ValueError – x_data, y_data, datasets or plot_kwargs do not have the same size.
- esmvaltool.diag_scripts.shared.plot.quickplot(cube, plot_type, filename=None, **kwargs)[source]#
Plot a cube using one of the iris.quickplot functions.
- esmvaltool.diag_scripts.shared.plot.scatterplot(x_data, y_data, filepath, **kwargs)[source]#
Plot a scatterplot.
Notes
Allowed keyword arguments:
mpl_style_file (
str
): Path to the matplotlib style file.plot_kwargs (array-like): Keyword arguments for the plot (e.g. label, makersize, etc.).
save_kwargs (
dict
): Keyword arguments for saving the plot.axes_functions (
dict
): Arbitrary functions for axes, i.e. axes.set_title(‘title’).
- Parameters:
x_data (array-like) – x data of each dataset.

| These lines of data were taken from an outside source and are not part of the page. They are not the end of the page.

PR #381, opened 2023-05-17
Clarify that variables declarations may override previous ones

eemeli:
Naming things is hard, so we should make it as easy as possible. Specifically, I'm thinking here about the named parameters/arguments that a formatting call makes available within a message via variable references.

Let's say we have a numerical argument like `count` that we'd like to format using some set of options. That raw value will be initially represented as `$count` within the message, but what about the value-with-formatter-and-options that we'd like to derive from it? Could that not also be `$count`?

To use a minimal example, I would like for something like this to be valid and have the obvious meaning:
```
let $count = {$count :number minimumFractionDigits=2}
```

This PR adds spec language and examples clarifying that this is valid.

### DIFF
--- a/spec/formatting.md
+++ b/spec/formatting.md
@@ -14,9 +14,11 @@ To resolve the value of a Variable,
 its Name is used to identify either a local variable,
 or a variable defined elsewhere.
 If a local variable and an externally defined one use the same name,
-the local variable takes precedence.
+the local variable takes precedence after its variable declaration.
+A variable declaration may refer in its expression
+to a previous or external variable with the same name as the declaration's target.
 
-It is an error for a local variable definition to
+It is an error for a variable declaration to
 refer to a local variable that's defined after it in the message.
 
 ## Error Handling
--- a/spec/formatting.md
+++ b/spec/formatting.md
@@ -14,7 +14,7 @@ To resolve the value of a _variable_,
 its _name_ is used to identify either a local variable,
 or a variable defined elsewhere.
 
-If more than one _declaration_ binds a value to the same _name_,
+If the left-hand side _variable_ of more than one _declaration_ uses the same _name_,
 or if an externally defined variable and a _declaration_ use the same _name_,
 the resolved value of the most recent _declaration_ preceding the _variable_ is used.
 
--- a/spec/formatting.md
+++ b/spec/formatting.md
@@ -18,7 +18,7 @@ If more than one _declaration_ binds a value to the same _name_,
 or if an externally defined variable and a _declaration_ use the same _name_,
 the resolved value of the most recent _declaration_ preceding the _variable_ is used.
 
-A _declaration_ MAY overwrite the value of a _variable_ for later parts of the _message_.
+A _declaration_ MAY override the value of a _variable_ for later parts of the _message_.
 
 Attempting to resolve a _variable_ with no preceding _declaration_ or external definition
 binding a value to its _name_ results in an Unresolved Variable error.
--- a/spec/formatting.md
+++ b/spec/formatting.md
@@ -10,16 +10,18 @@ the successor to ICU MessageFormat, henceforth called ICU MessageFormat 1.0.
 
 ## Variable Resolution
 
-To resolve the value of a Variable,
-its Name is used to identify either a local variable,
+To resolve the value of a _variable_,
+its _name_ is used to identify either a local variable,
 or a variable defined elsewhere.
-If a local variable and an externally defined one use the same name,
-the local variable takes precedence after its variable declaration.
-A variable declaration may refer in its expression
-to a previous or external variable with the same name as the declaration's target.
 
-It is an error for a variable declaration to
-refer to a local variable that's defined after it in the message.
+If more than one _declaration_ binds a value to the same _name_,
+or if an externally defined variable and a _declaration_ use the same _name_,
+the resolved value of the most recent _declaration_ preceding the _variable_ is used.
+
+A _declaration_ MAY overwrite the value of a _variable_ for later parts of the _message_.
+
+Attempting to resolve a _variable_ with no preceding _declaration_ or external definition
+binding a value to its _name_ results in an Unresolved Variable error.
 
 ## Error Handling
 
--- a/spec/syntax.md
+++ b/spec/syntax.md
@@ -275,6 +275,20 @@ This local variable can then be used in other expressions within the same messag
 declaration = let s variable [s] "=" [s] expression
 ```
 
+Declaration examples:
+
+```
+let $foo = {|A literal value|}
+```
+
+```
+let $foo = {:func opt=$bar}
+```
+
+```
+let $foo = {$foo :number minimumFractionDigits=2}
+```
+
 ### Selectors
 
 A `match` statement contains one or more **_selectors_**


spec/formatting.md
```diff
@@ -14,9 +14,11 @@ To resolve the value of a Variable,
 its Name is used to identify either a local variable,
 or a variable defined elsewhere.
 If a local variable and an externally defined one use the same name,
-the local variable takes precedence.
+the local variable takes precedence after its variable declaration.
+A variable declaration may refer in its expression
+to a previous or external variable with the same name as the declaration's target.
```
aphillips, line 19: I think this is good, but I think we could be more explicit. Perhaps instead of this paragraph we should say:

> Each `declaration` is processed sequentially. 
> A `declaration` **_may_** refer to previously declared `variables` (including itself) or to external variables in its `expression`. 
> A `declaration` that shares a name with a previous `declaration` or to an external variable overwrites the preceding or external variable.

---

Note the use of 2119 keywords and keyword quoting, which is our standard.

spec/formatting.md
```diff
@@ -14,9 +14,11 @@ To resolve the value of a Variable,
...
 
-It is an error for a local variable definition to
+It is an error for a variable declaration to
 refer to a local variable that's defined after it in the message.
```
aphillips, line 22:
```suggestion
It is an error for a `declaration` to refer to an undefined variable.
```

This statement is trickier than it looks. A `declaration` can refer to an external variable and there is no list of these. We should probably say which type of error it is?

aphillips (commented):
Good generally, but a couple of comments (mainly editorial)

spec/formatting.md
stasm: I don't feel strongly about the wording, although I like that @aphillips's suggestions is slightly more explicit. That said:

> Each declaration is processed sequentially.

I agree that processing declarations should generally work sequentially. At the same time, do we need to be prescriptive about it in terms of the implementation?

> A declaration may refer to previously declared variables (including itself) or to external variables in its expression.

Here, OTOH, I think we should rather say `(excluding itself)`. Otherwise we're getting into a teritorry of circular references.

eemeli: Apologies for nitpicking, but I think it would be helpful for us to use valid syntax when arguing about spec details. To wit:

```
let $foo = {|some value|}
let $foo = {$foo :functionA}
let $foo = {$foo :functionB}
let $foo = {||}
```

stasm: So, it's not really referring to *itself*, is it? It's referring to a different value, by identity, but with the same name. (I guess it really depends on whether we think of `let $foo` as a new variable, or a new name binding...)

catamorphism:
Also see https://github.com/unicode-org/message-format-wg/issues/310

spec/formatting.md
eemeli: This is covered in the Error Handling section, which specifies that this would be an Unresolved Variable error.

spec/formatting.md
catamorphism, line 19: I'm not sure what "target" means here, and it isn't defined; can this be rephrased as something like:

"In a variable declaration, `let v = e`, `e` may refer to `v`. While resolving `e`, the meaning of `v` is the meaning of the most recently defined local or external variable named `v`."

It's hard to be more precise than that without talking about lexical scope and environments. In fact, for that reason, my personal preference is to disallow name shadowing. If name shadowing is allowed, and the spec stays at this level of formality, it will be harder to validate whether implementations comply with the spec.

spec/formatting.md
catamorphism, line 22: Should this say something like: "It is an error for the right-hand side of a variable declaration to refer to a local variable that's defined after it in the message"? Otherwise, a reader who doesn't have the use-mention distinction totally clear in their mind would think that you're not allowed to write:

```
let $foo = 5
let $foo = 6
```

spec/syntax.md
```diff
@@ -275,6 +275,20 @@ This local variable can then be used in other expressions within the same messag
...
+let $foo = {|A literal value|}
+```
+
+```
+let $foo = {:func opt=$bar}
+```
+
+```
+let $foo = {$foo :number minimumFractionDigits=2}
+```
```
catamorphism, line 290: Even though it's explained in the formatting doc, is it worth explaining here as well that in the third example, either there must be a previous in-scope definition of `$foo`, or this declaration is syntactically correct but semantically invalid?

spec/formatting.md
aphillips: Yes, but this requires someone to go read a separate location in the spec to find out what type of error it is. We don't need to define error handling here, but it's friendlier to readers to say:

> A `declaration` that refers to an undefined variable results in an `Unresolved Variable error`. 
> Local variables **_must_** be defined before any `declaration` or `expression` that refers to them.

eemeli:
I've rewritten the text, mostly based on language proposed by @aphillips and @catamorphism. Please re-review?

aphillips (approved):
This could be committed. I made one suggestion on wording and one suggestion for an addition (of what is, I believe, an unstated assumption)

spec/formatting.md
```diff
@@ -10,14 +10,18 @@ the successor to ICU MessageFormat, henceforth called ICU MessageFormat 1.0.
...
+its _name_ is used to identify either a local variable,
 or a variable defined elsewhere.
-If a local variable and an externally defined one use the same name,
-the local variable takes precedence.
 
-It is an error for a local variable definition to
-refer to a local variable that's defined after it in the message.
+If more than one _declaration_ binds a value to the same _name_,
+or if an externally defined variable and a _declaration_ use the same _name_,
+the resolved value of the most recent _declaration_ preceding the _variable_ is used.
```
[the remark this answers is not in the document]
eemeli: I think the function purity / lack of side effects ought to be addressed with respect to function resolution, rather than here.

---

The proposed "is processed sequentially" statement is a bit problematic, as it may be interpreted to require and enforce an eager processing model. Consider this message:

```
let $foo = {:really-heavy-operation}
match {$bar}
when 0 {Nothing here}
when * {Have a {$foo}}
```

In this case, we should make sure that in the `bar == 0` case an implementation is not required to determine and then throw away the value of `$foo`.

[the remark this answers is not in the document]
catamorphism: Note that there is already an open issue about whether to require eager or lazy evaluation of local variables:

https://github.com/unicode-org/message-format-wg/issues/299

Thta said, I don't think either version of the wording commits to either eager or lazy evaluation. It depends on the interpretation of the word "processed". "Processing" could mean evaluating (resolving?) the right-hand side of the declaration and binding the left-hand side to the resulting value, or it could mean binding the left-hand side to a thunk representing the right-hand side.

catamorphism (changes requested):
I wrote some comments, but I think those can mostly be addressed in future PRs. The only change I'd like to see before merging is the "overwrite"/"override" one.

spec/formatting.md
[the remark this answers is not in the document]
aphillips: @eemeli I don't think we have to say anything about early or late binding of variables: we should not require early binding but we should not require late binding either. It's an implementation detail. What is important is that declarations behave as if they were evaluated in order.

I think we can let the text go in as-is and revisit.

spec/formatting.md
```diff
@@ -10,14 +10,18 @@ the successor to ICU MessageFormat, henceforth called ICU MessageFormat 1.0.
...
+
+A _declaration_ MAY override the value of a _variable_ for later parts of the _message_.
```
mihnita, line 21: I think that last time we proposed to not allow overriding.
Compared to programming, these messages are a relatively short "code block"
There should be no problem to just use a different name.
It just introduces complexity without any benefit that I can imagine.

spec/formatting.md
```diff
@@ -10,14 +10,18 @@ the successor to ICU MessageFormat, henceforth called ICU MessageFormat 1.0.
...
-its Name is used to identify either a local variable,
+To resolve the value of a _variable_,
+its _name_ is used to identify either a local variable,
 or a variable defined elsewhere.
-If a local variable and an externally defined one use the same name,
-the local variable takes precedence.
 
-It is an error for a local variable definition to
-refer to a local variable that's defined after it in the message.
+If more than one _declaration_ binds a value to the same _name_,
```
eemeli, line 17: Let's avoid the word "binds", as requested by @mihnita in https://github.com/unicode-org/message-format-wg/issues/310#issuecomment-1596280816.

```suggestion
If the left-hand side _variable_ of more than one _declaration_ uses the same _name_,
```

eemeli:
Closing, as we did not reach consensus on this in the WG. The action is now on @mihnita and @catamorphism to champion an alternative PR.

y_data (array-like) – y data of each dataset.
filepath (str) – Path to which plot is written.
**kwargs – Keyword arguments.
- Raises:
TypeError – A non-valid keyword argument is given or x_data, y_data or (if given) plot_kwargs is not array-like.
ValueError – x_data, y_data or plot_kwargs do not have the same size.